The epoxidized unsaturated (meth) acrylates can be used in a curable or polymerizable composition in a variety of applications, such as coatings, epoxy/amine cure, cationic cure/free radical hybrid cure, and as chemical intermediates for polymers.

The following non-limiting examples are presented to illustrate a few embodiments of the invention. All parts and percentages are by weight unless otherwise indicated.

EXAMPLE 1 Synthesis of Propoxylated Allyl Methacrylate (5 PO) of Formula (II) Propoxylated allyl alcohol (5 propylene oxide units per molecule) (1344.8 g), methacrylic acid (448.5 g), 4-methoxyphenol (6.75 g), methanesulfonic acid (70%, 33.75 g) and heptane (405.0 g) were added to a reactor and stirred at room temperature, with air sparge being applied. The mixture was heated to reflux while water generated was removed via azeotrope. After the reaction was complete (no more water formation) the mixture was neutralized with 25% NaOH and washed twice with 25% NaOH. The final product, propoxylated allyl methacrylate, was obtained by removing the heptane solvent under reduced pressure. Yield was 1532.4 grams.

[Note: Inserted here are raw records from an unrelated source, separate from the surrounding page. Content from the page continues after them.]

PR #6685, opened 2023-10-26
Issue/6462 pydantic v2 poc v2 sander

sanderr:


setup.py
```diff
@@ -24,7 +24,6 @@
     # pip>=21.3 required for editable pyproject.toml + setup.cfg based install support
     "pip>=21.3",
     "ply~=3.0",
-    # lower bound because of pydantic/pydantic#5821
     "pydantic~=2.3",
```
bartv, line 27: In my venv I already used the latest version 2.4.2

bartv:
Is this now with strict or lax mode? I do think it is good that we are forced to get rid of these Any's

src/inmanta/data/model.py
```diff
@@ -702,7 +713,7 @@ class DiscoveredResource(BaseModel):
 
     @field_validator("discovered_resource_id")
     @classmethod
-    def discovered_resource_id_is_resource_id(cls, v: str) -> Optional[Any]:
+    def discovered_resource_id_is_resource_id(cls, v: str) -> str:
```
bartv, line 716: Why not ResourceIdStr?

src/inmanta/validation_type.py
```diff
@@ -72,20 +73,36 @@ def validate_type(
...
+    elif not callable(requested_type):
+        raise ValueError(
+            f"validate_type got validation parameters {validation_parameters}"
+            f" but validation type {fq_type_name} is not parametrized"
+        )
     else:
-        model = pydantic.create_model(fq_type_name, value=(t, ...))
+        parametrized_type = requested_type(**validation_parameters)
+
+    validation_type = pydantic.TypeAdapter(
```
bartv, line 102: I like. When I started I was not confident enough yet to do this.

bartv (approved):

sanderr:
> Is this now with strict or lax mode?

Still lax. I'm inclined to do strict (if we even want it) after this has been out in the wild for a few days.

>  I do think it is good that we are forced to get rid of these Any's

We aren't: I get rid of them whenever I encounter them. The pydantic docs, strangely, seem to advocate them: a lot of their examples use `Any` where I feel they should use `object` instead.

src/inmanta/data/model.py
sanderr: Shouldn't matter too much but it may present a clearer picture. Will do. That or what you proposed on Slack: make the validator an annotator on the `ResourceId` type.

src/inmanta/validation_type.py
sanderr: I had the benefit of not being very confident with `create_model` either

PR #6690, opened 2023-10-27
Add PreludeBasedFilteringQueryBuilder

arnaudsjs:
# Description

Add PreludeBasedFilteringQueryBuilder.

Part of inmanta/inmanta-lsm#1279

# Self Check:

- [x] Changelog entry


src/inmanta/data/dataview.py
```diff
@@ -1239,3 +1246,91 @@ def construct_dtos(self, records: Sequence[Record]) -> Sequence[dict[str, str]]:
             ).dict()
             for res in records
         ]
+
+
+class PreludeBasedFilteringQueryBuilder(SimpleQueryBuilder):
+    """
+    A query builder that applies any filters and the LIMIT statement to the prelude query rather than the outer query.
```
sanderr, line 1253:
```suggestion
    A query builder that applies any filters and the LIMIT statement to the prelude query rather than the outer query.
    The outer query may use the table name "prelude" to refer to the inner query.
```

sanderr (changes requested):

sanderr (approved):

EXAMPLE 2 Synthesis of propoxylated allyl methacrylate (2 PO) of Formula (II) Example 1 was repeated using 2 PO allyl alcohol.

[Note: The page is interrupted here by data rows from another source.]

Issue #6175, opened 2023-06-26
Add __version__ to core


sanderr:
Many projects inspect the version of the `inmanta-core` package. A non-exhaustive list:
- `vscode-inmanta`: `inmantals.server` and `tests/test_smoke.py`
- `pytest-inmanta-lsm`: tests
- `pytest-inmanta`: tests and inmanta/pytest-inmanta#396

Many Python packages use their root `__init__.py` to expose a `__version__` name that contains the current version. Considering how often we need it, I think it would be best to introduce this in `inmanta-core` so we don't have to rely on `pkg_resources.get_distribution` for this.

- [ ] add version
  - [ ] add a comment to both places where the version is to also update the other and/or use bumpversion 
- [ ] make sure it gets bumped correctly by bumpversion, release tool, merge tool, ...
   - [ ]  probably derives from bumpversion 
- [ ]  update uses of `pkg_resources.get_distribution` in core itself 
- [ ] Create a follow up ticket to use this value instead of  `pkg_resources.get_distribution` in other extensions/libraries

sanderr:
Discussed in planning meeting: approved

PR #6694, opened 2023-10-30
issue/6175 add __version__ to core

Hugo-Inmanta:
# Description

Many projects inspect the version of the `inmanta-core` package. A non-exhaustive list:
- `vscode-inmanta`: `inmantals.server` and `tests/test_smoke.py`
- `pytest-inmanta-lsm`: tests
- `pytest-inmanta`: tests and inmanta/pytest-inmanta#396

Many Python packages use their root `__init__.py` to expose a `__version__` name that contains the current version. Considering how often we need it, I think it would be best to introduce this in `inmanta-core` so we don't have to rely on `pkg_resources.get_distribution` for this.

- [x] add version
  - [x] add a comment to both places where the version is to also update the other and/or use bumpversion 
- [x] make sure it gets bumped correctly by bumpversion, release tool, merge tool, ...
   - [x] -> manual bumpversion updates it ok
   - [x] -> release tool and merge tool run bumpversion as well: https://github.com/inmanta/irt/blob/8dc2e7fb5f9df94fb14bcd2edfd6dbe86b86cc38/irt/version.py#L211

- [x]  update uses of `pkg_resources.get_distribution` in core itself 
- [x] Create a follow up ticket to use this value instead of  `pkg_resources.get_distribution` in other extensions/libraries 
    -> https://github.com/inmanta/inmanta-core/issues/6695

closes https://github.com/inmanta/inmanta-core/issues/6175

# Self Check:

- [x] Changelog entry

### DIFF
--- a/src/inmanta/server/extensions.py
+++ b/src/inmanta/server/extensions.py
@@ -20,10 +20,9 @@ import os
 from collections import defaultdict
 from typing import Any, Dict, Generic, List, Optional, TypeVar
 
-import pkg_resources
 import yaml
 
-from inmanta import data
+from inmanta import __version__, data
 from inmanta.config import feature_file_config
 from inmanta.data.model import ExtensionStatus
 from inmanta.server.protocol import ServerSlice
@@ -134,19 +133,8 @@ class FeatureManager:
             product="Inmanta Service Orchestrator",
             edition="Open Source Edition",
             license="Apache Software License 2",
-            version=self._get_product_version(),
+            version=__version__,
         )
-
-    def _get_product_version(self) -> str:
-        packages = ["inmanta-oss", "inmanta", "inmanta-core"]
-        for package in packages:
-            try:
-                return pkg_resources.get_distribution(package).version
-            except pkg_resources.DistributionNotFound:
-                pass
-
-        LOGGER.warning("Couldn't determine product version. Make sure inmanta is properly installed.")
-        return "0.0.0"
 
     def add_slice(self, slice: ServerSlice) -> None:
         for feature in slice.define_features():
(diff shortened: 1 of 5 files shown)


src/inmanta/server/extensions.py
```diff
@@ -134,20 +133,9 @@ def get_product_metadata(self) -> ProductMetadata:
             product="Inmanta Service Orchestrator",
             edition="Open Source Edition",
             license="Apache Software License 2",
-            version=self._get_product_version(),
+            version=__version__,
```
sanderr, line 136: I'm not entirely sure about this change. I like the simplicity, but it will always report the stable version. I'm not sure if that matters. @wouterdb wdyt?

sanderr (changes requested):

sanderr (changes requested):
Could you also update the title? The merge tool uses that for the commit message.

src/inmanta/server/extensions.py
wouterdb: 1. I like the simplicity
2. I do use this a lot to know the exact version installed (the exact dev version is often relevant on mgmt)
3.  I wonder if it would be worth it, that when building packages, use bumpversion to add the build tag to the version in `__version__`  or to add a `__tag__` as well to be able to know the full version, based purely on source?

sanderr: 3. Could be interesting, but I honestly don't think bumpversion can handle it. Perhaps its replacement can, but I actually think it's considered out of scope. We could look into it.

wouterdb: I would then revert this to use the previous implementation

wouterdb (changes requested):

wouterdb (approved):

sanderr (approved):

Hugo-Inmanta:
Merged into iso6 with https://github.com/inmanta/inmanta-core/commit/17bd5d7b85faf1a042884980301b148dbfbea141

Allyl methacrylate having 2 propylene oxide groups per molecule was obtained.

EXAMPLE 3 Epoxidation of propoxylated allyl methacrylate (5 PO) 100.0 g unsaturated propoxylated allyl methacrylate ester from Example 1 was dissolved into 100.0 g toluene.

Then, 2.7 g {MeN [(CH2) 7cH3] 3) 3 {P°4 [W° (°2) 2] 4} the solution. The solution was stirred and heated to 60°C followed by slow addition of 50.0 ml H202 (30%) in 30 min.

After 22.0 hours, the reaction mixture was analyzed by GC, which showed 85% conversion to epoxide.

EXAMPLE 4 Epoxidation of propoxylated allyl methacrylate (5 PO) 3.0 g H2W04, 1.5 g NaOH (25%) and 1.5 g H3PO4 (85%) were added to a reactor at room temperature. Then 200.0 g propoxylated allyl methacrylate (5 PO) ester produced according to Example 1, 200.0 g toluene, and 3.0 g trioctyl methyl ammonium chloride were added. The mixture was stirred and heated to 60°C for 23 hours. GC analysis showed complete epoxidation to propoxylated glycidyl methacrylate.

While the invention has been described in sufficient detail for those skilled in the art to make and use it, various modifications, alternatives, and improvements should become readily apparent without departing from the spirit and scope of the invention as set forth in the following claims.